- The records:
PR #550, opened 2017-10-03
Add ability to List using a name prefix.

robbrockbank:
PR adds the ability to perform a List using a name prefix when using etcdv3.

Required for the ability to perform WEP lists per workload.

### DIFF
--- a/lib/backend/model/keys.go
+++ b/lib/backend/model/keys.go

* * *

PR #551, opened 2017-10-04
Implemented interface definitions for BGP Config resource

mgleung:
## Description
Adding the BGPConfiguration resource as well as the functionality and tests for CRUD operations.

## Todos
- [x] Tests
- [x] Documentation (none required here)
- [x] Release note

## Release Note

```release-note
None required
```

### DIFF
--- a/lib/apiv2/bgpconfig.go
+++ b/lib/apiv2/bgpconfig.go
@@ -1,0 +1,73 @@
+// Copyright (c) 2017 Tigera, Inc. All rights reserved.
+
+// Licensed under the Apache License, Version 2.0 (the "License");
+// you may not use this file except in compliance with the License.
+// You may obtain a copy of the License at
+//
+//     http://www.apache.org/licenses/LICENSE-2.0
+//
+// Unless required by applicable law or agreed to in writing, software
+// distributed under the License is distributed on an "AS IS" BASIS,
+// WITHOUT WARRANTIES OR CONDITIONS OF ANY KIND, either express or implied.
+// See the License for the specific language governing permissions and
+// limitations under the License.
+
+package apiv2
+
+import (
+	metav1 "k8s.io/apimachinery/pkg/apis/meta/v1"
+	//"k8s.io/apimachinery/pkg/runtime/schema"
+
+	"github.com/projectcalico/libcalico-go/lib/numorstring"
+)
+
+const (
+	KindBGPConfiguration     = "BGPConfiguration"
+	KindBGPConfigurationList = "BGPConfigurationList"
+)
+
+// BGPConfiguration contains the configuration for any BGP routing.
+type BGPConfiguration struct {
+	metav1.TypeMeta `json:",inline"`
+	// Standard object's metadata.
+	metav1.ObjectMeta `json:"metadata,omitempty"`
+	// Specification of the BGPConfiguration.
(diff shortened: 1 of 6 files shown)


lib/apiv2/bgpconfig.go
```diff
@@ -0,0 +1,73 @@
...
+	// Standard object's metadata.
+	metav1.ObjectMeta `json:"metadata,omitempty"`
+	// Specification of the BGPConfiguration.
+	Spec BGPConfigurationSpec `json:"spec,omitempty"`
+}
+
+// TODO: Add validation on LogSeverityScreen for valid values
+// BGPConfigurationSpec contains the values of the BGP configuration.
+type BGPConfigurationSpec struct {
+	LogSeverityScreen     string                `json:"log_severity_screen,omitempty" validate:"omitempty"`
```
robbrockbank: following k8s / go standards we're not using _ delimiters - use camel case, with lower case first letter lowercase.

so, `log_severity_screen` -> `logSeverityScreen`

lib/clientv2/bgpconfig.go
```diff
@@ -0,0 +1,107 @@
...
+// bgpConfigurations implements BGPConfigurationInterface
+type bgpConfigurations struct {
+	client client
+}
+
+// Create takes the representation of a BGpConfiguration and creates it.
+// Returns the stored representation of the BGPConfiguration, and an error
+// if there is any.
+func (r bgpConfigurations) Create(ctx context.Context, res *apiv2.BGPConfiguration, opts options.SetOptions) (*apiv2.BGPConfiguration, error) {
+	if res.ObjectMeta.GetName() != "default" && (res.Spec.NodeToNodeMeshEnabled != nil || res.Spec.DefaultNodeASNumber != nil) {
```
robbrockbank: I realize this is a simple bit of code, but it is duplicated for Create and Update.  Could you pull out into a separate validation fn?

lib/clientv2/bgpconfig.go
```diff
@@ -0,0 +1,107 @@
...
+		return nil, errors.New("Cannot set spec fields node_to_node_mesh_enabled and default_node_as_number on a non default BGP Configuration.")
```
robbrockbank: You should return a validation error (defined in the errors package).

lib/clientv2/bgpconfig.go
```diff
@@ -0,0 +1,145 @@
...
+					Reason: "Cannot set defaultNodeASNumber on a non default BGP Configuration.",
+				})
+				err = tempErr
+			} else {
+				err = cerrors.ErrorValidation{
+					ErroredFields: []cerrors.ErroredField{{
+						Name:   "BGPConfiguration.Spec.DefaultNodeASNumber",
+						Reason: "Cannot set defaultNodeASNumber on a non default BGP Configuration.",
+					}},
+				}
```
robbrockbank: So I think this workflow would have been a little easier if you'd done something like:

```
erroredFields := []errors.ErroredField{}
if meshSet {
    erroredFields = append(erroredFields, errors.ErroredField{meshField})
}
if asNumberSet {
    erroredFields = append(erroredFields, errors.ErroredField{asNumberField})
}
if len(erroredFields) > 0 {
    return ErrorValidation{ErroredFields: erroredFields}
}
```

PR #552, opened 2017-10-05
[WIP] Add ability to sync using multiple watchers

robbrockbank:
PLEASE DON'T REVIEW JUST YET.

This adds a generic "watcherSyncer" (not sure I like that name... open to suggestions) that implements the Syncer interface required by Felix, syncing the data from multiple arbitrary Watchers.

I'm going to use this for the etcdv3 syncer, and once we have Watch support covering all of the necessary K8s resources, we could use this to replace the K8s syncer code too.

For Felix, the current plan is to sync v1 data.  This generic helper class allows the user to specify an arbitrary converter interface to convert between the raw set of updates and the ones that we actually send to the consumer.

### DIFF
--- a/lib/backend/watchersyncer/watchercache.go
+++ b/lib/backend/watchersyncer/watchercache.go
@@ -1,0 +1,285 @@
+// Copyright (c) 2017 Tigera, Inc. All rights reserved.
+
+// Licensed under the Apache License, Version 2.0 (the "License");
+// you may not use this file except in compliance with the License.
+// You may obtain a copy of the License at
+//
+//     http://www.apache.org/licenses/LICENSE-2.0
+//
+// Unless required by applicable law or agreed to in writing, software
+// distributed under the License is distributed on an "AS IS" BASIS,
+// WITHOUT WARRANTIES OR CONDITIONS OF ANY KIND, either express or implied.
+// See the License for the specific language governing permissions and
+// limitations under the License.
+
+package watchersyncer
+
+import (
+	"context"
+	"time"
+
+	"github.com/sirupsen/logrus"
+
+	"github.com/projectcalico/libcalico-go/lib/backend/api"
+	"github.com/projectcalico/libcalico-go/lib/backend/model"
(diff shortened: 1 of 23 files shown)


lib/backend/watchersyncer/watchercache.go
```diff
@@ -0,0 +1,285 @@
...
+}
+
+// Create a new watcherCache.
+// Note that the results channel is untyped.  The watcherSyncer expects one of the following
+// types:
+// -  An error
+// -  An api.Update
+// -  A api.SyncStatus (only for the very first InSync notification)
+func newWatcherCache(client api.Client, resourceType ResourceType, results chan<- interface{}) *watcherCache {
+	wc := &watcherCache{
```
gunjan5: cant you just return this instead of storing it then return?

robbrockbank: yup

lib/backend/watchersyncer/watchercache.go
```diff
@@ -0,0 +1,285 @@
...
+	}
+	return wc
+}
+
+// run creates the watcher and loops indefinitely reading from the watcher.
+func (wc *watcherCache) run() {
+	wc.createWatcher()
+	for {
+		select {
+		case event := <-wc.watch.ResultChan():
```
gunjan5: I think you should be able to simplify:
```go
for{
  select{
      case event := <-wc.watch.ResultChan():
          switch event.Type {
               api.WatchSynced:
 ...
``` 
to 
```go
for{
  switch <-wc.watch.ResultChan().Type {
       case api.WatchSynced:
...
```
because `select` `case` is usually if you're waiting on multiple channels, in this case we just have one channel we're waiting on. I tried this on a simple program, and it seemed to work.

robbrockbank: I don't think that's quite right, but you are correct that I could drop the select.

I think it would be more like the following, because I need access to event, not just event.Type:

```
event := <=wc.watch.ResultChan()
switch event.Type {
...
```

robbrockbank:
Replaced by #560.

- What to work on:
Wherever a line holds the word "representation", copy that line out of the entries above.

- Answer section:
+// Create takes the representation of a BGpConfiguration and creates it.
+// Returns the stored representation of the BGPConfiguration, and an error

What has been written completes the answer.